SOMESH SHARMA: There are several elements that could influence the pharmaceutical industry’s future as it is constantly evolving. Everyone primary goal is to benefit society, which calls for creative solutions, knowledge and data sharing, storage and analysis, developing ML and AI models which are more friendly and predictive, enhanced industry to-industry cooperation, government sponsorship, and academia-industry partnerships. The future of treatment is going to change with more digital therapies, precision medicine and personalised therapies instead of universal treatments.
To reduce its influence on environment, the pharmaceutical business is also embracing green initiatives and sustainability. This includes lowering carbon emissions by using renewable energy sources, energy-efficient production, continuous manufacturing, minimising waste, utilising eco-friendly packaging materials, creating more environmentally friendly chemical synthesis techniques (green chemistry), and consuming less water throughout the manufacturing process.
For the next generation, a transformational mindset for steadfast collaborative endeavors will be essential, given the complexity of today’s healthcare concerns and the speed at which technology is developing.
Critical Factor: Integration of Artificial Intelligence.
Advice: Embrace interdisciplinary collaboration, stay agile in technology adoption, and prioritize ethical considerations.
Critical Factor: Advancements in Personalized Medicine.
Advice: Master genomic technologies, prioritize patient-centric approaches, and adapt to evolving technologies.
Critical Factor: Real-world Evidence and Data Analytics.
Advice: Develop strong data analytics skills, advocate for robust RWE integration, and champion transparent communication.

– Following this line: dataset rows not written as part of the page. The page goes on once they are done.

PR #869, opened 2022-02-15
Added imgaug-equivalent augmentations.

nirbenz:
Let's discuss them:
- albumentations.RandomBrightnessContrast
To replicate this I used a sequential composition of LinearContrast (which I think does the same thing to contrast) and MultiplyBrightness, which *doesn't* do the same thing and results are a bit different. The LUT formulization of albumentations is elegant but hard to replicated (direct implementation is easy however, should we want to go there).
- albumentations.ShiftScaleRotate -
to replciate this I used Affine with proper params.
- albumentations.HueSaturationValue -
imgaug WithColorspace and channel-specific Add arithmetic does the trick.
- albumentations.RGBShift - likewise, only working in RGB space.

#### Reference Issues/PRs

#### Any other comments?

---


nirbenz:
Forgot to mention. I also added a default argument of 3 to `data_dim`. Most images are RGB so I think this is alright, but maybe you intetionally wanted that to be explicitly added?

noamzbr:
> Forgot to mention. I also added a default argument of 3 to `data_dim`. Most images are RGB so I think this is alright, but maybe you intetionally wanted that to be explicitly added?

Currently this is only used in a setup where data_dim is passed, but in general yes I expect RGB to be the norm

noamzbr (approved):

PR #876, opened 2022-02-16
Documentation fixes (refactoring)

yromanyshyn:
problems which this PR solves:

- thumbnails at the bottom of the check API references
- sidebar rendering

additionally solves #753 

----------------------

list of important and less obvious changes:

**point 1.**

I removed the next files:
+ examples/tabular/index.rst
+ examples/vision/index.rst

it is because with their presence toctree was incorrect and as 
result navigation sidebar was rendered incorrectly.

It is not said in the sphinx documentation but all toctrees should 
form a directed rooted tree. Take a look at the diagram:

diagram2

**point 2.**

I restructured(refactored) content within 'api/' folder, the reason is that 
it is easier to work with `autosummary` extension in this way (IMO) 
especially when we mix-up explicit hidden toctree directives with 
autosummary directive without `:toctree:` option. Take a look at the example
to understand what I mean

```
// some-doc-file.rst

.. currentmodule:: deepchecks.core

.. autosummary::

    check
    condition

// during the docs build autosummary directive above will be expanded 
// into a table with two columns
//
// .. table::
//
//   ===================================  ======================================
//                link                                description
//   ===================================  ======================================
//     :obj:`deepchecks.core.check`         {{deepchecks.core.check.__doc__}}
//     :obj:`deepchecks.core.condition`     {{deepchecks.core.condition.__doc__}}
//   ===================================  ======================================
//
// note:
//  1. autosummary directive above does not contain :toctree: option as result toctree will not be added nor stub-file 
//     generation will happen
//  2. notice how links (:obj:`<routine>`) are formed

```

for more info about autosummary ext please refer to the [documentation](https://www.sphinx-doc.org/en/master/usage/extensions/autosummary.html?highlight=autosummary).

**point 3.**

I use `autosummary_generate_overwrite = False` + `autosummary_filename_map = {...}` hack (take a look at conf.py)
to be able to mixup within one `autosummary` directive two kinds of entries:
+ entries for which stub-files should be generated automaticly
+ entries for which stub-files were written manually

this means that each time you want to rebuild docs you should delete
'docs/source/api/generated' directive manually.

for more info about autosummary configuration options please refer to [autosummary documentation](https://www.sphinx-doc.org/en/master/usage/extensions/autosummary.html?highlight=autosummary).

**point 4.**

I renamed next 'API Reference' navigation entries:
+ from 'Core' to 'deepchecks.core'
+ from 'Tabular' to 'deepchecks.tabular'
+ from 'Vision' to 'deepchecks.vision'
+ from 'Utils' to 'deepchecks.utils'
+ from 'Checks' to 'checks' (changed first char to lowercase)

reasons:
- in python class names should start with uppercase char, not module names.
- it becomes more obvious how to import those routines

img


docs/source/_templates/autosummary/check.rst
```diff
@@ -3,7 +3,12 @@
 {% block footer %}
 
 {% set splitname = fullname.split('.') %}
-{% set checkname = splitname[-3:-1] %}
+
+{# checktype = distribution|integrity|methodology... #}
```
ItayGabbay, line 7: We have some more types, no?

yromanyshyn: it is just a comment

ItayGabbay (approved):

Critical Factor: Quantum Computing in Drug Discovery.
Advice: Understand quantum principles, collaborate with experts, and stay adaptable in the evolving quantum landscape.
Critical Factor: Predictive Analytics for Risk Mitigation.

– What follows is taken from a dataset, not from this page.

PR #902, opened 2022-02-21
Make image drift tests consistent

matanper:
1. changed the loading of images in coco from Pillow to cv2
2. Added set_seed method on VisionData. we technically can just load without shuffle, but for MNIST I'm not sure if it's sorted, and it's better to be consistent in the way we work with the 2 datasets (mnist and coco)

Advice: Hone predictive modeling skills, prioritize data quality, and foster a mindset for continuous learning in drug development.
Michael N. Liebman: I believe that the most critical factor for improving the development of effective drugs and reducing the current rate of failure in drug development will require greater emphasis on accepting the complexities of the real world. Efforts to address patient complexity with a focus on diversity is a positive step but limited as it focuses on age, gender, ethnicity, disability, etc but does not address the real world issues of co morbidities, poly-pharmacy, etc.

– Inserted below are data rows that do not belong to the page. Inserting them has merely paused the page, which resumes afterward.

PR #906, opened 2022-02-22
Wandb integration

JKL98ISR:


deepchecks/core/check.py
```diff
@@ -206,6 +212,79 @@ def _display_to_json(self) -> List[Tuple[str, str]]:
...
         return displays
 
+    def to_wandb(self, wandb_init: bool = True, **kwargs: Any):
+        """Export check result to wandb.
+
+        Parameters
+        ----------
+        wandb_init : bool , default: True
+            if to initiate a new wandb run
+        kwargs: Keyword arguments to pass to wandb.init - relevent if wandb_init is True.
```
ItayGabbay, line 222: Please add an Examples section that demonstrates an init with the important arguments of wandb

deepchecks/core/check.py
```diff
@@ -206,6 +212,79 @@ def _display_to_json(self) -> List[Tuple[str, str]]:
...
+            cond_table = wandb.Table(dataframe=cond_df.data, allow_mixed_types=True)
+            wandb.log({f'{section_suffix}conditions_table': cond_table}, commit=False)
+        if isinstance(self.value, pd.DataFrame):
+            value = self.value.to_json()
+        elif isinstance(self.value, Styler):
+            value = self.value.data.to_json()
+        elif isinstance(self.value, np.ndarray):
+            value = self.value.tolist()
+        else:
+            value = jsonpickle.dumps(self.value)
```
ItayGabbay, line 244: Isn't it just the same as the to_json method? maybe we should reuse the code from there..?

ItayGabbay (commented):
It looks good.
I suggest doing some code re-use in terms of the display manipulation. Right now we have duplicate code.

deepchecks/core/check.py
```diff
@@ -206,6 +212,79 @@ def _display_to_json(self) -> List[Tuple[str, str]]:
...
+        table_i = 0
+        plot_i = 0
+        old_backend = matplotlib.get_backend()
+        for item in self.display:
+            if isinstance(item, Styler):
+                # print(check_metadata['header'])
```
noamzbr, line 250: remove these?

deepchecks/core/check.py
```diff
@@ -206,6 +212,79 @@ def _display_to_json(self) -> List[Tuple[str, str]]:
...
+        data = [check_metadata['header'],
+                str(check_metadata['params']),
+                check_metadata['summary'],
+                value]
+        final_table = wandb.Table(columns=['header', 'params', 'summary', 'value'])
+        final_table.add_data(*data)
+        wandb.log({f'{section_suffix}results': final_table}, commit=False)
+        print('logged: ' + check_metadata['header'])
+        if wandb_init:
+            wandb.finish()
```
noamzbr, line 286: If we're gonna use it like this, we need to make it clear that the flag wandb_init actually means we're gonna create a run that will only exist for deepchecks, and will exit when this function exits. If so, we need to change the name of this flag, e.g. to "output_to_dedicated_run" or something.

tests/base/check_test.py
```diff
@@ -156,4 +156,5 @@ def test_params():
     assert_that(default_check.params(), equal_to({}))
     assert_that(parameter_check.params(), equal_to({'param2': 5}))
     assert_that(all_param_check.params(), equal_to({'param1': 8, 'param2': 9}))
+    assert_that(default_check.params(show_defaults=True), equal_to({'param1': 1, 'param2': 2}))
```
noamzbr, line 159: I think we can add test for the wandb functionality with a mock wandb object

deepchecks/core/check.py
```diff
@@ -206,6 +212,79 @@ def _display_to_json(self) -> List[Tuple[str, str]]:
         matplotlib.use(old_backend)
         return displays
 
+    def to_wandb(self, wandb_init: bool = True, **kwargs: Any):
```
noamzbr, line 215: It's a bit confusing that if wandb_init = True then there are args we *must* give, such as project. 
Not sure how to solve because it's indeed not mandatory if wandb_init = False...

noamzbr (commented):
In genera, would like to see more comments in the code, especially of the CheckResult.to_wandb() method. For me, especially the part with mateplotlib backend was not self explanatory, and also this function should be broken into sections (log conditions, log value, log display...)

deepchecks/core/check.py
JKL98ISR: not all the lines

deepchecks/core/check.py
```diff
@@ -206,6 +212,82 @@ def _display_to_json(self) -> List[Tuple[str, str]]:
...
+        kwargs: Keyword arguments to pass to wandb.init - relevent if wandb_init is True.
+                Default project name is check name.
+                Default config is the check metadata (params, train/test/ name etc.).
+        """
+        assert wandb, 'Missing wandb dependency, please install wandb'
+        check_metadata = self._get_metadata()
+        if dedicated_run is None:
+            dedicated_run = wandb.run is None
+        if dedicated_run:
+            kwargs['project'] = kwargs.get('project', check_metadata['name'])
```
ItayGabbay, line 232: default project name should be deepchecks

deepchecks/core/check.py
```diff
@@ -206,6 +212,82 @@ def _display_to_json(self) -> List[Tuple[str, str]]:
...
         return displays
 
+    def to_wandb(self, dedicated_run: bool = True, **kwargs: Any):
+        """Export check result to wandb.
+
+        Parameters
+        ----------
+        dedicated_run : bool , default: None
+            If to initiate and finish a new wandb run.
+            If None it will be deticated if wandb.run is None.
```
ItayGabbay, line 222: dedicated

deepchecks/utils/wandb_utils.py
```diff
@@ -0,0 +1,50 @@
...
+    import wandb
+
+    assert hasattr(wandb, '__version__')  # verify package import not local dir
+except (ImportError, AssertionError):
+    wandb = None
+
+__all__ = ['wandb_init_helper']
+
+
+def wandb_init_helper(dedicated_run: bool, default_config: dict, **kwargs: Any):
```
benisraeldan, line 24: default values for default_config and dedicated_run, looks like they aren't mandatory even if you always set them.

benisraeldan: and maybe rename to something else? it's confusing what is an `init_helper`? 
suggestion: `set_wandb_run_state`

benisraeldan:
Also how does wandb fail? is it something we want to catch and add an error of our own?

deepchecks/utils/wandb_utils.py
JKL98ISR: wdym the default values?

JKL98ISR:
> Also how does wandb fail? is it something we want to catch and add an error of our own?

I tested every type wandb can receive in the output, only way it can fail is api errors (or if I missed an edge case)

deepchecks/core/check.py
```diff
@@ -519,13 +601,43 @@ def to_json(self, with_display: bool = True):
...
 
+    def to_wandb(self, dedicated_run: bool = True, **kwargs: Any):
+        """Export check result to wandb.
+
+        Parameters
+        ----------
+        dedicated_run : bool , default: None
+            If to initiate and finish a new wandb run.
+            If None it will be dedicated if wandb.run is None.
+        kwargs: Keyword arguments to pass to wandb.init - relevent if wandb_init is True.
```
ItayGabbay, line 617: Same comment here

deepchecks/utils/wandb_utils.py
ItayGabbay: I agree with @benisraeldan about the function name

deepchecks/utils/wandb_utils.py
```diff
@@ -0,0 +1,50 @@
...
+    """Help keep a standart for wandb initialization.
+
+    Parameters
+    ----------
+    dedicated_run : bool
+        If to initiate and finish a new wandb run.
+        If None it will be dedicated if wandb.run is None.
+    default_config : dict
+        Default config dict.
+    kwargs: Keyword arguments to pass to wandb.init - relevent if wandb_init is True.
```
ItayGabbay, line 34: Same comment here

deepchecks/core/check.py
JKL98ISR: it was resolved, I did add an example

ItayGabbay (approved):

Complexity in defining disease and diagnosis needs to address the complexity that disease is a process and not a state and the temporal development of disease needs to be considered to enhance diagnosis and stratification. This impacts target identification, drug development and clinical trial design as well. And it is also critical, early in drug development, to understand the factors impacting clinical practice, e.g. guidelines, biases, experience, reimbursement issues, training. At the end of the day in pharma R&D it is not sufficient to only have a drug that works in clinical trials and can be approved by regulatory agencies for use, it is critical to have a drug that physicians are willing to prescribe and patients are willing to take.